(Saved data entries)

-----

PR #2011, opened 2020-04-26
Make it possible to run effects in additional places in mini-protocols.

KtorZ:
A typical client would here want to be able to run extra computation in order to carry on and do whatever it needs to do to collect or constuct the next request to send. Being restricted to only pure computation here makes it fairly hard to pipelined another request unless the request can be constructed out of thin air or, has already been collected and buffered upfront.
    
Similarly, when acquiring a point on the chain, being able to run an extra effect while acquiring can be pretty useful.

### DIFF
--- a/ouroboros-consensus/src/Ouroboros/Consensus/MiniProtocol/ChainSync/Client.hs
+++ b/ouroboros-consensus/src/Ouroboros/Consensus/MiniProtocol/ChainSync/Client.hs
@@ -683,7 +683,7 @@ chainSyncClient mkPipelineDecision0 tracer cfg
               (requestNext kis mkPipelineDecision' (Succ n) theirTip candTipBlockNo)
           (Succ n', (CollectOrPipeline, mkPipelineDecision')) ->
             CollectResponse
-              (Just $ SendMsgRequestNextPipelined $
+              (Just $ pure $ SendMsgRequestNextPipelined $
                 requestNext kis mkPipelineDecision' (Succ n) theirTip candTipBlockNo)
               (handleNext kis mkPipelineDecision' n')
           (Succ n', (Collect, mkPipelineDecision')) ->
--- a/ouroboros-network/protocol-tests/Ouroboros/Network/Protocol/ChainSync/ExamplesPipelined.hs
+++ b/ouroboros-network/protocol-tests/Ouroboros/Network/Protocol/ChainSync/ExamplesPipelined.hs
@@ -102,7 +102,7 @@ chainSyncClientPipelined mkPipelineDecision0 chainvar =
             -- do not directly loop here, but send something; otherwise we
             -- would just build a busy loop polling the driver's receiving
             -- queue.
-            (Just $ SendMsgRequestNextPipelined $ go mkPipelineDecision' (Succ n) cliTipBlockNo srvTip client)
+            (Just $ pure $ SendMsgRequestNextPipelined $ go mkPipelineDecision' (Succ n) cliTipBlockNo srvTip client)
             ClientStNext {
                 recvMsgRollForward = \srvHeader srvTip' -> do
                   addBlock srvHeader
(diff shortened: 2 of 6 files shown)


coot:
Do you need it for pipelining? Have you seen [Ouroboros.Network.Protocol.ChainSync.PipelineDecision](https://github.com/input-output-hk/ouroboros-network/blob/master/ouroboros-network/src/Ouroboros/Network/Protocol/ChainSync/ClientPipelined.hs).

KtorZ:
@coot Yup, I've seen it! I am actually using a variation of the `pipelineDecisionMax`. The problem with the current pipelined client is that it "forbids" the driver to run additional effects in order to pipeline another query and this is quite limiting if the driver itself is driven by something else, and therefore, needs to run an effect to know whether it should pipeline another request or start collecting some. 

To give a concrete example: 

I have a websocket which can receive requests. These requests are then forwarded to the node through a chain sync client. Now, websockets messages can already be pipelined easily, so it'd be nice if my proxy would also pipeline them instead of forcing them one by one. In this context, my chain sync client is pretty "simple", its input can be modeled as a Queue. 

a) The first request is always pipelined (N = Z). 
b) From there, if the queue is empty, it waits and collects the next response. If the queue isn't empty, it prioritizes pipelining and push the next request (unless there are already MAX requests in flight). Then goes back to step b). 

It means that, at each step, in order to pipeline the next request, I need to lookup whether an existing message has arrived and pop it from the queue. Without the ability to run an intermediate effect in the first callback of `CollectResponse`, it means that necessary I would have to collect the messages first, and then, pipeline them all in one go -- which is basically batching.

coot:
Thanks for the explanation. This is indeed different from how we or the consensus is using it (always ask for more unless maximum pipelining is reached).

I'd expect you will also need to adjust the `chain-sync` client in [Ouroboros.Consensus.MiniProtocol.ChainSync.Client](https://github.com/input-output-hk/ouroboros-network/blob/master/ouroboros-consensus/src/Ouroboros/Consensus/MiniProtocol/ChainSync/Client.hs#L345)

I think @mrBliss fixed a CI issue recently, so if you rebase on top of current master  branch it might not timeout.

coot:
It seems that `cardano-shell` failed to build, due to compilation error in `readline` library
https://hydra.iohk.io/build/2477014

KtorZ:
@coot I've rebased the PR on top of a recent revision and also added a similar change in the LocalStateQuery protocol so that one could also run an effect as a response to `MsgAcquired` (it was only possible as a response of `MsgFailure` quite arbitrarily I think :sweat_smile:). 

If you're still happy with these change, please go ahead :pray: ... Thank you! 

---

Should you be interested about use-cases here, it's quite crucial for me to be able to run an extra effect before sending the next message to pipeline: 

- https://github.com/KtorZ/cardano-ogmios/blob/05cfb46a26dd03b7454ecdf2fa0687e8fbe093d2/ogmios-server/src/Ogmios/Bridge.hs#L145-L178

And, similarly, being able to reply after a successful acquire is quite crucial :p 

- https://github.com/KtorZ/cardano-ogmios/blob/05cfb46a26dd03b7454ecdf2fa0687e8fbe093d2/ogmios-server/src/Ogmios/Bridge.hs#L306-L317

coot:
I am fine with the changes; There's a CI failure which seems to be unrelated to this PR: https://hydra.iohk.io/jobset/Cardano/ouroboros-network-pr-2011#tabs-errors

KtorZ:
@coot indeed, as far as I can see, this is also the case on the last 10 builds of the `master` branch :sweat_smile: 

https://hydra.iohk.io/jobset/Cardano/ouroboros-network/evals

The "impossible" seems to be quite easy to achieve :upside_down_face:

coot:
Closing, this changes where merge in #2896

-----

_WORK ORDER_. Filter the records above down to the lines containing "crucial".

_RESPONSE BELOW_.
Should you be interested about use-cases here, it's quite crucial for me to be able to run an extra effect before sending the next message to pipeline: 
And, similarly, being able to reply after a successful acquire is quite crucial :p 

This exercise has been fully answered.